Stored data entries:
---------------
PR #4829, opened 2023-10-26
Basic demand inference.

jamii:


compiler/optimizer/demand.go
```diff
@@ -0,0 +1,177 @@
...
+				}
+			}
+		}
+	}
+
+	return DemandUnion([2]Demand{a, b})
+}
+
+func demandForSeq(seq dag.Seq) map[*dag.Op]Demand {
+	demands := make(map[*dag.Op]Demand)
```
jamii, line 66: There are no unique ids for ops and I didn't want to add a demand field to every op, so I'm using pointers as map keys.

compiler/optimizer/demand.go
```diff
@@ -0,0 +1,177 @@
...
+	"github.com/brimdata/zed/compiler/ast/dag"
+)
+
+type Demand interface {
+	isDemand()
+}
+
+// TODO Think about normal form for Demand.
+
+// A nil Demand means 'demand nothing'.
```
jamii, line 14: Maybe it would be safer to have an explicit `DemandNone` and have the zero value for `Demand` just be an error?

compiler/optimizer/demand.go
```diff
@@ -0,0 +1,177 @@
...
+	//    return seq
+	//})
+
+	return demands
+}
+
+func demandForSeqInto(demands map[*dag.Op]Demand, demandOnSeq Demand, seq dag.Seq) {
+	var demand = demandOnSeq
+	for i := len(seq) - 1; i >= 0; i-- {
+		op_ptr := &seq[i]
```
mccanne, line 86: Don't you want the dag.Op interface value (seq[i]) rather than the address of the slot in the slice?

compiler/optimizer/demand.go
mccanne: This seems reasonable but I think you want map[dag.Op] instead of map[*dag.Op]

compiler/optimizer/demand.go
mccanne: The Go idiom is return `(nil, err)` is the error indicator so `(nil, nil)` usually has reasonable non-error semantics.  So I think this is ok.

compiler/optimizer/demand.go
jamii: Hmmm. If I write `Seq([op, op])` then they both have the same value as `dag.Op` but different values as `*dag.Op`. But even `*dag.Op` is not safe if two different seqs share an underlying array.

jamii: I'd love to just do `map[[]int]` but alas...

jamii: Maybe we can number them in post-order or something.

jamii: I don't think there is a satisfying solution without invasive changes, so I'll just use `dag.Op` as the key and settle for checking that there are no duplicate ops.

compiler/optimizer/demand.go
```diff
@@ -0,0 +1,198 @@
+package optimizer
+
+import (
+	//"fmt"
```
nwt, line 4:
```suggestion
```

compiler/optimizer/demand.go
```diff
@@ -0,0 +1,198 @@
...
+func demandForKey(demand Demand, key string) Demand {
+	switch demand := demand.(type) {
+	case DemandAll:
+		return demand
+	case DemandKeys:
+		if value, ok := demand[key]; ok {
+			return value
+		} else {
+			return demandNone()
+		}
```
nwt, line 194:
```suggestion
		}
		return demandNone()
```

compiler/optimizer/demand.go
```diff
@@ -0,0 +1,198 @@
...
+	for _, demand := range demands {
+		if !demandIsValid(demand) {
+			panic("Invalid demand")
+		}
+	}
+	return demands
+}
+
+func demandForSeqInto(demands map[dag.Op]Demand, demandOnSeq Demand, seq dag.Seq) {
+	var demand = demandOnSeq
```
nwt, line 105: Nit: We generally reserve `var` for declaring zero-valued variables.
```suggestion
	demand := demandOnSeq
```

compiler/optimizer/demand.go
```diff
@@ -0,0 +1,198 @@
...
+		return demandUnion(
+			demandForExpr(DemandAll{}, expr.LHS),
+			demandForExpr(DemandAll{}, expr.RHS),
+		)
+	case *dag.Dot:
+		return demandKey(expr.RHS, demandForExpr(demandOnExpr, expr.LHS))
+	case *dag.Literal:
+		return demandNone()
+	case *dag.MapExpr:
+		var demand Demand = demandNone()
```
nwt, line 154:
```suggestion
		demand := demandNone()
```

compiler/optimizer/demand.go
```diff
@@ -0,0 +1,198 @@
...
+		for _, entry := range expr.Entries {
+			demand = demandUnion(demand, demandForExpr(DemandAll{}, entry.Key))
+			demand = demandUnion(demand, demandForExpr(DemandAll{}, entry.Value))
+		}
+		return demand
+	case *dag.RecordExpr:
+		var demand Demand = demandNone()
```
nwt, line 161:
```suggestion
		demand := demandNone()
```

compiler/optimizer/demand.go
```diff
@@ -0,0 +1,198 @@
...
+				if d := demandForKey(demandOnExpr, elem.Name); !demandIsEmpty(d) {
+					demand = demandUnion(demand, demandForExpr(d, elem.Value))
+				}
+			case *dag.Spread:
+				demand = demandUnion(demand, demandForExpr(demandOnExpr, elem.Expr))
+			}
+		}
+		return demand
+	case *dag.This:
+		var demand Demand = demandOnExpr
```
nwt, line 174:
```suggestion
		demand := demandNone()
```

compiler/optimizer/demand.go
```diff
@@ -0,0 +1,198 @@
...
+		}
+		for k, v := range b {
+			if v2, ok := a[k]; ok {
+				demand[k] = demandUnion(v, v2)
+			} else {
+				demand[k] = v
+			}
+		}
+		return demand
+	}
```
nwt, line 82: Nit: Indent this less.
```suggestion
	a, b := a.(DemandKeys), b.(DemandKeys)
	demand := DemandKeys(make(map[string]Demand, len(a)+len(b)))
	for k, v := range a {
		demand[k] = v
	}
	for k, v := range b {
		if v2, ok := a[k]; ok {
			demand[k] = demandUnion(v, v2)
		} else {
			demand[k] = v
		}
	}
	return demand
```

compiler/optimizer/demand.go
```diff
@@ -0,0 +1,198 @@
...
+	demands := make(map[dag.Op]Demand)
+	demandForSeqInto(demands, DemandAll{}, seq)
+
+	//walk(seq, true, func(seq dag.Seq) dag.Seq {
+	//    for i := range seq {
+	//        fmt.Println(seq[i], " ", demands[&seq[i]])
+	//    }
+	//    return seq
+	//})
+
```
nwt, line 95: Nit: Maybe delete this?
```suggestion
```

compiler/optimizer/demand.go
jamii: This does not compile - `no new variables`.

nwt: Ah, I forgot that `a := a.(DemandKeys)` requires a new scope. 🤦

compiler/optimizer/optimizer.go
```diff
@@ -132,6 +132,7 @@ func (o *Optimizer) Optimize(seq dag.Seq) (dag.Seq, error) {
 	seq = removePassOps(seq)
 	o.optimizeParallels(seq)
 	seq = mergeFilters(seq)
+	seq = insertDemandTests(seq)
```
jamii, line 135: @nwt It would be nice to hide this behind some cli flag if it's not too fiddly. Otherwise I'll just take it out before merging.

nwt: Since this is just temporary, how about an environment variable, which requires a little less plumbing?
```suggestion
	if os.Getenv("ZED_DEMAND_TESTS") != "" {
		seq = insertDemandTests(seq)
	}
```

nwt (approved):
---------------
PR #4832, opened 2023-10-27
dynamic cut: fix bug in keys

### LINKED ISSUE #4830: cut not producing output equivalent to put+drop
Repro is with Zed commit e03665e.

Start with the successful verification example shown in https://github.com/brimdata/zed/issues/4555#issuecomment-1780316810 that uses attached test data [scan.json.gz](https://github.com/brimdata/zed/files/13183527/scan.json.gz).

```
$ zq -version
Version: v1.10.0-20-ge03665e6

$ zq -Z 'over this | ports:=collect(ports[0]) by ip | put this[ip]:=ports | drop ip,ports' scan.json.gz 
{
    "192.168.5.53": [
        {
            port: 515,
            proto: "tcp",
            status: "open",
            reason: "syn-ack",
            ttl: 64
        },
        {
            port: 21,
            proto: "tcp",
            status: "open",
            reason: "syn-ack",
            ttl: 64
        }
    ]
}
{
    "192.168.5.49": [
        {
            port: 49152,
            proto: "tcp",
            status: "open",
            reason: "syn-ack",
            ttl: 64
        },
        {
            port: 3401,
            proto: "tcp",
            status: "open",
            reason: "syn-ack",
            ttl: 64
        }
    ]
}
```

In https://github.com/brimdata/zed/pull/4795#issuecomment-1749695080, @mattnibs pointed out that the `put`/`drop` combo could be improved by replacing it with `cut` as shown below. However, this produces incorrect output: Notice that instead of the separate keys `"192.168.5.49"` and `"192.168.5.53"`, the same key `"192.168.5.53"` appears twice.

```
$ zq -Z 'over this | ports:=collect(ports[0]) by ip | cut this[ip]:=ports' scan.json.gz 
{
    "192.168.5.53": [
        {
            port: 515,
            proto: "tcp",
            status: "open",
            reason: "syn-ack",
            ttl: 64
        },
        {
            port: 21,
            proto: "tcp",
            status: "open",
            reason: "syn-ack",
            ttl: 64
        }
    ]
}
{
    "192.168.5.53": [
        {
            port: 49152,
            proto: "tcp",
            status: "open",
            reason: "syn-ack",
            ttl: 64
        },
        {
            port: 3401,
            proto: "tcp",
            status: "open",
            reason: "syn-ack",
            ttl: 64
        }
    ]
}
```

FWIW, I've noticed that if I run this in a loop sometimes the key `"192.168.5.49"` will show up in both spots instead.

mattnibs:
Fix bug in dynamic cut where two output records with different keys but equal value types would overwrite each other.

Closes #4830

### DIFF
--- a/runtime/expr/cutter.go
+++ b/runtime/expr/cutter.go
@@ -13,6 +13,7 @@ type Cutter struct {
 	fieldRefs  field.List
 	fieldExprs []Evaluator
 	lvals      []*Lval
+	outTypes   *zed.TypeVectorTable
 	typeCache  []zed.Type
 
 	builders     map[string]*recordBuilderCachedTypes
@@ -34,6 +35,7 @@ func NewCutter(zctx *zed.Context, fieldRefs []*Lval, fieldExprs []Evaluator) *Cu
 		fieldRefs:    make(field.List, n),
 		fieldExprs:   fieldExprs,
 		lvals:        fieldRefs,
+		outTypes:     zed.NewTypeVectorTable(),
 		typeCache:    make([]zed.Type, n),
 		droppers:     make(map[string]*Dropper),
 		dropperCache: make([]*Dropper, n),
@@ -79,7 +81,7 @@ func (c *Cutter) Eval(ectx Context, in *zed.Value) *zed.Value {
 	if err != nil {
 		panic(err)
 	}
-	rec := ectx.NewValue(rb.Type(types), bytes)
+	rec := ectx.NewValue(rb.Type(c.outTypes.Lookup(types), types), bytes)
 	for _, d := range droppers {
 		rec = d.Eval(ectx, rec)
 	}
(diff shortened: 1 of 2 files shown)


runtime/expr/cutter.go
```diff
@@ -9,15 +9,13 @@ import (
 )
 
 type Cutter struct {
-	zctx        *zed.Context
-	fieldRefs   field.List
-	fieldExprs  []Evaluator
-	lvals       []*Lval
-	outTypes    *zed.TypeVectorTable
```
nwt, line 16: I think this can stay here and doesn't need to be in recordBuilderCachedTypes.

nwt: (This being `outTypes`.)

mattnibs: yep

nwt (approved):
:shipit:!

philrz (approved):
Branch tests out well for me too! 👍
---------------
Problem details: For the records above, state the count of lines where "demandForSeqInto" appears, without any other text.

Expected answer: 3